## Problem to work on
Using the entries that follow, establish how many lines contain the word "will" and give only that figure.

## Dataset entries

BEGIN

PR #1459, opened 2023-08-28
DB: make `benchmark_result.commit_repo_url` not null

### LINKED ISSUE #1165: API: allow submitting runs with known repository but unknown commit hash

austin3dickey:
Addresses the core problem of #1165.

This PR makes the `benchmark_result.commit_repo_url` column not null. It also switches the `get_candidate_baseline_runs` logic to find the latest default-branch commit for the given benchmark result's repository, since that is now always known.

### DIFF
--- a/conbench/api/results.py
+++ b/conbench/api/results.py
@@ -285,9 +285,9 @@ class BenchmarkListAPI(ApiEndpoint, BenchmarkValidationMixin):
             return resp400(str(exc))
 
         # Rely on the idea that the lookup
-        # `benchmark_result.commit.repo_url` always succeeds
+        # `benchmark_result.commit_repo_url` always succeeds
         conbench.metrics.COUNTER_BENCHMARK_RESULTS_INGESTED.labels(
-            repourl=benchmark_result.associated_commit_repo_url
+            repourl=benchmark_result.commit_repo_url
         ).inc()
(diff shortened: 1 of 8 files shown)


alistaire47 (approved):

deepsihag:
Was there any manual migration done to populate the `commit_repo_url` column for old records ?

austin3dickey:
>Was there any manual migration done to populate the commit_repo_url column for old records ?

Yes, I did this for some instances, but since we chose to hold off deploying to Arrow until the compare endpoint is sped up, that column doesn't exist there yet.

PR #1462, opened 2023-08-29
legacy: Remove legacy code from webapp

### LINKED ISSUE #1440: legacy package: Remove legacy code from webapp
This story is the final part of #617: to finally remove the legacy code from the main `/conbench` codebase once #1438 and #1439 are done.

There is a decision to be made here of whether to remove or leave the `setup.py` so the webapp can still be installed as a package. In theory I think it could be removed, but in practice it may be simpler to leave it (pared down to remove legacy bits).

alistaire47:
Closes #1440 by removing legacy code from the webapp library. This also allows some simplification of dependencies.


conbench/tests/api/_fixtures.py
```diff
@@ -290,7 +293,15 @@ def benchmark_result(
...
-        data["stats"] = Conbench._stats(results, unit, [], "s", one_sample_no_mean)
+        data["stats"] = validate_and_aggregate_samples(
+            {
+                "data": results,
+                "unit": unit,
+                "times": [],
+                "time_unit": "s",
+                "iterations": len(results),
+            }
+        )
```
alistaire47, line 304: Notable change; the `Conbench` class got moved to `conbenchlegacy`. This (which writes straight to the db) now uses the same code the API uses which is...better? Less bad?

austin3dickey: haha wow

austin3dickey (approved):
awesome!!

jgehrcke (commented):
:rocket: we talked in person, but I also still want to leave a big thank you here. Important work.

requirements-webapp.txt
```diff
@@ -22,15 +21,11 @@ orjson
...
-py-cpuinfo
 pytest>=7.0.0
 python-dotenv
-PyYAML
 requests
 sigfig
 SQLAlchemy>=2
 tenacity
 uuid7
-
```
jgehrcke, line 36: so good!

PR #386, opened 2024-02-17
Code changes to fix swift-nightly

adam-fowler:
Also fix some of the warnings

### DIFF
--- a/Sources/Hummingbird/Codable/JSON/JSONCoding.swift
+++ b/Sources/Hummingbird/Codable/JSON/JSONCoding.swift
@@ -48,5 +48,10 @@ extension JSONDecoder: HBRequestDecoder {
 /// `HBRequestDecoder` and `HBResponseEncoder` both require conformance to `Sendable`. Given
 /// `JSONEncoder`` and `JSONDecoder`` conform to Sendable in macOS 13+ I think I can just
 /// back date the conformance to all versions of Swift, macOS we support
-extension JSONDecoder: @unchecked Sendable {}
+#if $RetroactiveAttribute
+extension JSONEncoder: @retroactive @unchecked Sendable {}
+extension JSONDecoder: @retroactive @unchecked Sendable {}
+#else
 extension JSONEncoder: @unchecked Sendable {}
+extension JSONDecoder: @unchecked Sendable {}
+#endif
--- a/Sources/Hummingbird/Codable/JSON/JSONCoding.swift
+++ b/Sources/Hummingbird/Codable/JSON/JSONCoding.swift
@@ -48,7 +48,7 @@ extension JSONDecoder: HBRequestDecoder {
 /// `HBRequestDecoder` and `HBResponseEncoder` both require conformance to `Sendable`. Given
 /// `JSONEncoder`` and `JSONDecoder`` conform to Sendable in macOS 13+ I think I can just
 /// back date the conformance to all versions of Swift, macOS we support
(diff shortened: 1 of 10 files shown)


Sources/Hummingbird/Codable/JSON/JSONCoding.swift
```diff
@@ -48,5 +48,10 @@ extension JSONDecoder: HBRequestDecoder {
 /// `HBRequestDecoder` and `HBResponseEncoder` both require conformance to `Sendable`. Given
 /// `JSONEncoder`` and `JSONDecoder`` conform to Sendable in macOS 13+ I think I can just
 /// back date the conformance to all versions of Swift, macOS we support
-extension JSONDecoder: @unchecked Sendable {}
+#if $RetroactiveAttribute
```
MahdiBM, line 51:
```suggestion
#if hasFeature(RetroactiveAttribute)
```
The issue causing `hasFeature` to not work correctly has been resolved on main (not on 5.10, but `RetroactiveAttribute` is not available there anyway.

Sources/Hummingbird/Utils/DateCache+Date.swift
```diff
@@ -17,11 +17,11 @@ import Foundation
 extension HBDateCache {
     /// Date formatter as per section 5.2.14 of RFC 1123
     /// https://www.rfc-editor.org/rfc/rfc1123#page-55
-    static let rfc1123Formatter: DateFormatter = {
+    static var rfc1123Formatter: DateFormatter {
```
MahdiBM, line 20: I assume there were some warnings around this?

You could just use `nonisolated(unsafe)`, considering `DateFormatter`s are known to be expensive, and this is also internal so you know you're not modifying it elsewhere.

Alternatively you could wrap it in another type to avoid mutations, but not sure if that's worth that effort compared to using `nonisolated(unsafe)`.

Tests/HummingbirdTests/URLEncodedForm/URLEncodedNodeTests.swift
```diff
@@ -104,22 +104,27 @@ class URLEncodedFormNodeTests: XCTestCase {
     }
 }
 
-extension URLEncodedFormNode: ExpressibleByStringLiteral {
+#if $RetroactiveAttribute
```
MahdiBM, line 107:
```suggestion
#if hasFeature(RetroactiveAttribute)
```
See the other comment.

Sources/Hummingbird/Utils/DateCache+Date.swift
adam-fowler: Unfortunately we can't really use a global here. DateFormatter on Linux is not thread safe. See https://github.com/apple/swift-corelibs-foundation/issues/3166

Joannis (approved):

Sources/Hummingbird/Utils/DateCache+Date.swift
MahdiBM: I wonder if it is still worth optimizing for.
I don't think what Hummingbird does can trigger that race condition, but even then, a `NIOLockedValueBox` might be better than just making it a computed property.

MahdiBM: Generally speaking, yes, but based on the code, any locking mechanism should be plenty to avoid any crashes in a DateFormatter 🤔

It is suboptimal though, I admit.

PR #391, opened 2024-02-26
Jobs Refactor

adam-fowler:
This refactor is required as it has been pointed out accessing services from a job is quite hard with the current structure. The changes include a breaking up of what defines a job and an actual job instance with parameters. I've also added a JobIdentifier which also includes a reference to the parameter type used by the job to ensure we don't pass bad parameters to a job.

```swift
// define email job parameters
struct EmailJobParameters: Codable {
    let recipient: String
    let subject: String
    let message: String
}

// add identifier for email job and associate with EmailJobParameters type
extension HBJobIdentifier<EmailJobParameters> {
    static var email: Self { .init(name: "email-job") }
}

// Create job queue
let jobQueue = HBJobQueue(.redis(...), maxWorkers: 4, logger: logger)

let ses = SES()

// register email job, with job functionality
jobQueue.registerJob(.email) { parameters, context in
    try await ses.sendEmail(to: parameters.recipient, subject: parameters.subject, body: parameters.message)
}

//  Push email job to queue. Because we have the association between
// the identifier and the required parameters we can ensure the correct parameter type
// is passed in
jobQueue.push(
    id: .email, 
    parameters: .init(recipient: "adam@gmail.com", subject:"Test", message: "Testing, testing, 123")
)
```

### DIFF
--- a/Sources/HummingbirdJobs/JobQueue.swift
+++ b/Sources/HummingbirdJobs/JobQueue.swift
@@ -23,7 +23,8 @@ import ServiceLifecycle
 /// with the queue via either ``HBJobQueue.registerJob(id:maxRetryCount:execute:)`` or
 /// ``HBJobQueue.registerJob(_:)``.
 public struct HBJobQueue<Queue: HBJobQueueDriver>: Service {
-    let queue: Queue
+    /// underlying driver for queue
+    public let queue: Queue
     let handler: HBJobQueueHandler<Queue>
 
     public init(_ queue: Queue, numWorkers: Int = 1, logger: Logger) {
@@ -62,7 +63,7 @@ public struct HBJobQueue<Queue: HBJobQueueDriver>: Service {
     ///  Register job type
     /// - Parameters:
     ///   - job: Job definition
-    public func registerJob<Parameters: Codable & Sendable>(_ job: HBJobDefinition<Parameters>) {
+    public func registerJob(_ job: HBJobDefinition<some Codable & Sendable>) {
         self.handler.registerJob(job)
     }
 
--- a/Sources/HummingbirdJobs/JobQueue.swift
+++ b/Sources/HummingbirdJobs/JobQueue.swift
@@ -26,7 +26,7 @@ public protocol HBJobQueue: AsyncSequence, Sendable where Element == HBQueuedJob
     func onInit() async throws
     /// Push Job onto queue
     /// - Returns: Identifier of queued job
-    @discardableResult func push(_ job: HBJob) async throws -> JobID
+    @discardableResult func push<Parameters: Codable & Sendable>(id: HBJobIdentifier<Parameters>, parameters: Parameters) async throws -> JobID
     /// This is called to say job has finished processing and it can be deleted
     func finished(jobId: JobID) async throws
     /// This is called to say job has failed to run and should be put aside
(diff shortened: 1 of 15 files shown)


adam-fowler:
For reference this is what the Jobs framework did previously with comment indicating the issue I'm trying to fix
```swift
struct EmailJob: HBJob {
    let recipient: String
    let subject: String
    let message: String

    func execute(logger: Logger) async throws {
        // How do I get access to ses to send the email here?
        // I can't include it in the init as the job is recreated by queue
        // at a later date, I can't use variable capture as I would in a closure
    }
}

EmailJob.register()

jobQueue.push(EmailJob(recipient: "adam@gmail.com", subject:"Test", message: "Testing, testing, 123"))
```

Sources/HummingbirdJobs/JobQueueDriver.swift
```diff
@@ -0,0 +1,42 @@
...
+///
+/// Defines how to push and pop job data off a queue
+public protocol HBJobQueueDriver: AsyncSequence, Sendable where Element == HBQueuedJob<JobID> {
+    associatedtype JobID: CustomStringConvertible & Sendable
+
+    /// Called when JobQueueHandler is initialised with this queue
+    func onInit() async throws
+    /// Push Job onto queue
+    /// - Returns: Identifier of queued job
+    func push(data: Data) async throws -> JobID
```
Joannis, line 28: Is there a reason we're using `Data` here, instead of `ByteBuffer`?

Sources/HummingbirdJobs/JobQueue.swift
```diff
@@ -13,31 +13,79 @@
...
-    func finished(jobId: JobID) async throws
-    /// This is called to say job has failed to run and should be put aside
-    func failed(jobId: JobID, error: any Error) async throws
-    /// stop serving jobs
-    func stop() async
-    /// shutdown queue
-    func shutdownGracefully() async
+    @discardableResult public func push<Parameters: Codable & Sendable>(id: HBJobIdentifier<Parameters>, parameters: Parameters) async throws -> Queue.JobID {
+        let jobRequest = HBJobRequest(id: id, parameters: parameters)
+        let data = try JSONEncoder().encode(jobRequest)
```
Joannis, line 42: Would it be possible to allow drivers to encode these parameters (or the request as a whole)? In MongoDB, it would be really unfortunate to encode this to JSON, then add the JSON into MongoDB. Since MongoDB already has (recursive) object support. So it would be able to store this as-is in BSON. Encoding to JSON would prevent indexes from being applies to `id`, and inspecting the data in MongoDB would require quite a lot of work from the developer.

Sources/HummingbirdJobs/JobQueueDriver.swift
adam-fowler: Just the fact we are moving back and forward between the two types. Should probably change to ByteBuffer.

Sources/HummingbirdJobs/JobQueue.swift
adam-fowler: The idea is that the driver only stores data blobs. Do you see an advantage to storing the full object structure? I guess debugging job issues might be easier.

Joannis: Debugging mainly, yes

adam-fowler: I had moved away from the allowing drivers to do the encoding because I was repeating the same code across all of the drivers. It also meant the driver needed to know about the job registry so they could be sure to decode the correct job type. Data blobs meant the driver had a clean split from the job decoding. I'll have another look though.

Joannis (approved):

PR #397, opened 2024-03-11
Require id parameter in registerJob

adam-fowler:


Sources/HummingbirdJobs/JobQueue.swift
```diff
@@ -55,7 +55,7 @@ public struct JobQueue<Queue: JobQueueDriver>: Service {
     ///   - maxRetryCount: Maximum number of times job is retried before being flagged as failed
     ///   - execute: Job code
     public func registerJob<Parameters: Codable & Sendable>(
-        _ id: JobIdentifier<Parameters>,
+        id: HBJobIdentifier<Parameters>,
```
Joannis, line 58: HB prefix is in there?
```suggestion
        id: JobIdentifier<Parameters>,
```

Joannis (changes requested):

Sources/HummingbirdJobs/JobQueue.swift
adam-fowler: shit I shouldn't rush these things

Joannis (approved):

PR #400, opened 2024-03-13
Foundation @preconcurrency only on Linux

adam-fowler:
Clears some warnings from macOS builds


Joannis (approved):
Unfortunate that this is necessary

PR #401, opened 2024-03-16
FileIO Sendable fixes and minor API changes

adam-fowler:
- Don't pass around unsendable FileHandler.
- Use ClosedRanges instead of FileRegions which are also unsendable
- `FileIO.writeFile` can write a generic AsyncSequence instead of just a RequestBody
- Remove usage of EventLoops in FileIO

### DIFF
--- a/Sources/Hummingbird/Files/FileIO.swift
+++ b/Sources/Hummingbird/Files/FileIO.swift
@@ -41,18 +41,8 @@ public struct FileIO: Sendable {
     /// - Returns: Response body
     public func loadFile(path: String, context: some BaseRequestContext) async throws -> ResponseBody {
         do {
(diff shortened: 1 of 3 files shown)


Sources/Hummingbird/Files/FileIO.swift
```diff
@@ -19,15 +19,13 @@ import NIOPosix
 
 /// Manages File reading and writing.
 public struct FileIO: Sendable {
-    let eventLoopGroup: EventLoopGroup
     let fileIO: NonBlockingFileIO
     let chunkSize: Int
 
     /// Initialize FileIO
     /// - Parameter application: application using FileIO
-    public init(eventLoopGroupProvider: EventLoopGroupProvider = .singleton, threadPool: NIOThreadPool = .singleton) {
```
Joannis, line 28: 👍

Joannis (approved):

PR #405, opened 2024-03-19
Use generic for file loading in FileMiddleware

adam-fowler:
This will allow for writing custom file loaders that cache file contents or use another source than the local file system for files

### DIFF
--- a/Sources/Hummingbird/Files/LocalFileSystem.swift
+++ b/Sources/Hummingbird/Files/LocalFileSystem.swift
@@ -1,0 +1,98 @@
+//===----------------------------------------------------------------------===//
+//
+// This source file is part of the Hummingbird server framework project
+//
+// Copyright (c) 2024 the Hummingbird authors
+// Licensed under Apache License v2.0
+//
+// See LICENSE.txt for license information
+// See hummingbird/CONTRIBUTORS.txt for the list of Hummingbird authors
+//
+// SPDX-License-Identifier: Apache-2.0
+//
+//===----------------------------------------------------------------------===//
+
+import Foundation
+import Logging
+import NIOPosix
+
+/// Local file system file provider. All file accesses are relative to a root folder
+public struct LocalFileSystem: FileProvider {
+    let rootFolder: String
+    let fileIO: FileIO
+
+    /// Initialize LocalFileSystem FileProvider
+    /// - Parameters:
+    ///   - rootFolder: Root folder to serve files from
+    ///   - threadPool: Thread pool used when loading files
+    ///   - logger: Logger to output root folder information
+    init(rootFolder: String, threadPool: NIOThreadPool, logger: Logger) {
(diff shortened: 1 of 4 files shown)


Sources/Hummingbird/Files/LocalFileSystem.swift
```diff
@@ -0,0 +1,98 @@
...
+        do {
+            let lstat = try await self.fileIO.fileIO.lstat(path: path)
+            let isFolder = (lstat.st_mode & S_IFMT) == S_IFDIR
+            let modificationDate = Double(lstat.st_mtimespec.tv_sec) + (Double(lstat.st_mtimespec.tv_nsec) / 1_000_000_000.0)
+            return .init(
+                isFolder: isFolder,
+                size: numericCast(lstat.st_size),
+                modificationDate: Date(timeIntervalSince1970: modificationDate)
+            )
+        } catch {
```
Joannis, line 75: Is there a known error that would be thrown if the file does not exist?

Joannis (commented):
I like the symbol names a lot, but want to check if the `FileProvider` protocol has all the functions we would need

Sources/Hummingbird/Files/LocalFileSystem.swift
adam-fowler: It's a `NIOCore.IOError(2)` but this could change when we move to NIOFileSystem.

adam-fowler:
> I like the symbol names a lot, but want to check if the `FileProvider` protocol has all the functions we would need

Yeah that is a concern. The FileMiddleware covers pretty much all eventualities. The main possibility would be we need another file attribute.

Sources/Hummingbird/Files/LocalFileSystem.swift
```diff
@@ -0,0 +1,119 @@
...
+    public struct FileAttributes: Sendable, FileMiddlewareFileAttributes {
+        /// Is file a folder
+        public let isFolder: Bool
+        /// Size of file
+        public let size: Int
+        /// Last time file was modified
+        public let modificationDate: Date
+
+        /// Initialize FileAttributes
+        public init(isFolder: Bool, size: Int, modificationDate: Date) {
```
Joannis, line 31: Can this be made `internal` now?

Joannis (changes requested):
Only one change, then it's fine

Sources/Hummingbird/Files/LocalFileSystem.swift
Joannis: I don't think we want to lock ourselves in here

adam-fowler: yeah that should never have been public

adam-fowler: done

Joannis (approved):

PR #406, opened 2024-03-19
Re-instate "hb" prefix on logger, metrics ids

adam-fowler:
Somehow I removed all the "hb" prefixes from the logger and metrics ids. This PR reinstates them


Joannis (approved):
I also didn't see this 😰

PR #409, opened 2024-03-22
Add support for CI that cannot load p12 files

adam-fowler:


Sources/Hummingbird/Server/RequestID.swift
```diff
@@ -15,7 +15,7 @@
 import Atomics
 
 /// Generate Unique ID for each request
-public struct RequestID: CustomStringConvertible {
+public struct RequestID: CustomStringConvertible, Sendable {
```
adam-fowler, line 18: Don't know why but the compiler only just started complaining about this now, but it is a valid complaint

Joannis (approved):

PR #412, opened 2024-03-28
Fix metrics timers

adam-fowler:
Metrics timers were stopping when we returned a response but that is not when the response has been written. The response is written later by the response writer. This moves the recording of metrics to once the response has been written.

### DIFF
--- a/Sources/HummingbirdCore/Response/ResponseBody.swift
+++ b/Sources/HummingbirdCore/Response/ResponseBody.swift
@@ -78,7 +78,7 @@ public struct ResponseBody: Sendable {
     /// response was written. This functions provides you a method for catching the point when the
     /// response has been fully written. If you drop the response in a middleware run after this
     /// point the post write closure will not get run.
-    public func withPostWriteClosure(_ postWrite: @escaping @Sendable () async -> Void) -> Self {
+    package func withPostWriteClosure(_ postWrite: @escaping @Sendable () async -> Void) -> Self {
         return .init(contentLength: self.contentLength) { writer in
             do {
                 let result = try await self.write(writer)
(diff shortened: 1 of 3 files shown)


Sources/HummingbirdCore/Response/ResponseBody.swift
```diff
@@ -71,6 +71,26 @@ public struct ResponseBody: Sendable {
...
+    /// to the channel
+    ///
+    /// When you return a response from a handler, this cannot be considered to be the point the
+    /// response was written. This functions provides you a method for catching the point when the
+    /// response has been fully written. If you drop the response in a middleware run after this
+    /// point the post write closure will not get run.
+    public func withPostWriteClosure(_ postWrite: @escaping @Sendable () async -> Void) -> Self {
+        return .init(contentLength: self.contentLength) { writer in
+            do {
+                let result = try await self.write(writer)
```
Joannis, line 84: I think it's already the case, but this supports multiple postWrite closures right?

Joannis (approved):

Sources/HummingbirdCore/Response/ResponseBody.swift
```diff
@@ -71,6 +71,26 @@ public struct ResponseBody: Sendable {
...
     }
 
+    /// Create new response body that call a callback once original response body has been written
+    /// to the channel
+    ///
+    /// When you return a response from a handler, this cannot be considered to be the point the
+    /// response was written. This functions provides you a method for catching the point when the
+    /// response has been fully written. If you drop the response in a middleware run after this
+    /// point the post write closure will not get run.
+    public func withPostWriteClosure(_ postWrite: @escaping @Sendable () async -> Void) -> Self {
```
Joannis, line 81: Actually, let's keep this `internal` or at least `package` for now.

Joannis (changes requested):

Sources/HummingbirdCore/Response/ResponseBody.swift
adam-fowler: yes it does

Joannis (approved):

PR #414, opened 2024-04-07
Fix minimum swift-nio version to use async/await FileIO APIs.

sidepelican:
2.0.0-beta.2 uses async/await FileIO APIs in NIO.

Package.swift points to 2.62.0 as the minimum version, but this API was introduced in 2.63.0.
INFO: https://github.com/apple/swift-nio/releases/tag/2.63.0


adam-fowler (approved):

adam-fowler:
Thank you

PR #417, opened 2024-04-18
Minor changes to HTTP channel lhandler

adam-fowler:
- Don't throw connection close error, instead just return from function (it is clearer what is going on)
- Disable outbound header validation. This is already done by swift http types


Joannis (approved):
Great change!

PR #422, opened 2024-04-21
Remove RouteHandler

adam-fowler:
They are awkward to use and it is pretty much impossible to inject dependencies into them


Joannis (approved):
I'm all for removing - just two things:
- Any docs and examples will need to be updated
- What's the expected impact on current users? Do you expect there to be many? If so, maybe we can deprecate first.

adam-fowler:
> I'm all for removing - just two things:
> 
> * Any docs and examples will need to be updated
> * What's the expected impact on current users? Do you expect there to be many? If so, maybe we can deprecate first.

Yeah, we'll need to remove them from the docs
I don't think there will be much impact. They were of some use in 1.0 but given how awkward they are to use in 2.0 I doubt there is much use.

PR #423, opened 2024-04-21
Extend RouterResponder to conform to RouterMiddleware.

adam-fowler:
This means we can add a Router (eg one built with OpenAPI) into a RouterBuilder from HummingbirdRouter


Sources/Hummingbird/Router/RouterResponder.swift
```diff
@@ -57,3 +57,14 @@ public struct RouterResponder<Context: BaseRequestContext>: HTTPResponder {
         return try await responder.respond(to: request, context: context)
     }
 }
+
+extension RouterResponder: RouterMiddleware {
```
Joannis, line 61: I'm not sure I understand the purpose of this change yet. I'm struggling to find any real-world examples that need this.

PR #425, opened 2024-04-23
Update content-length header on setting response body

adam-fowler:
Also add createHeadResponse() to Response so this can be created correctly.


Joannis (approved):
Good find. I thought we already had that

adam-fowler:
> Good find. I thought we already had that

It was Dave Delong who found it. I have always built a Response in one go and never updated `Response.body` after building the `Response` so never found it previously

END

## Answer section
7